• _WHAT IS NEEDED_
Once a line is found to contain "yaml", copy it out of the listing.
****
PR #409, opened 2023-03-09
Add support for external concurrency services

tonyhb:
This PR allows out-of-queue concurrency limiting via any external service.  The queue adds items to the concurrency queue, but external code is expected to remove items from the queue;  this doesn't happen automatically.

### DIFF
--- a/.github/workflows/go.yaml
+++ b/.github/workflows/go.yaml
@@ -22,10 +22,10 @@ jobs:
         run: |
           curl -sSfL https://raw.githubusercontent.com/golangci/golangci-lint/master/install.sh | sh -s v1.50.1
           ./bin/golangci-lint run --verbose
-  test:
+  test-linux-race:
     strategy:
       matrix:
-        os: [ubuntu-latest, windows-latest]
+        os: [ubuntu-latest]
     runs-on: ${{ matrix.os }}
     steps:
       - uses: actions/checkout@v2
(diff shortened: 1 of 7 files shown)


pkg/execution/state/redis_state/queue_processor.go
```diff
@@ -428,7 +442,7 @@ func (q *queue) processPartition(ctx context.Context, p *QueuePartition, f osque
 			case ErrPartitionConcurrencyLimit, ErrConcurrencyLimit:
 				q.scope.Counter(counterConcurrencyLimit).Inc(1)
 				q.sem.Release(1)
-				return nil
+				return err
```
goodoldneon, line 445:
```suggestion
				// Since the queue is at capacity, return the error so that we
				// don't keep hammering with "does the queue have room?" logic.
				return err
```

.github/workflows/go.yaml
```diff
@@ -35,3 +35,16 @@ jobs:
           go-version: 1.18
       - name: Test
         run: go test $(go list ./... | grep -v tests) -race -count=1
+  test-windows:
```
jpwilliams, line 38: Why separated, out of interest?

jpwilliams (approved):

.github/workflows/go.yaml
tonyhb: We use the race condition checker on linux, and on windows run the usual tests.  Running the race checker on windows is slower than linux, which makes some tests flaky as we sometimes assert latency & timing on tests :(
****
• _TASK RESULT_
--- a/.github/workflows/go.yaml
+++ b/.github/workflows/go.yaml
.github/workflows/go.yaml
.github/workflows/go.yaml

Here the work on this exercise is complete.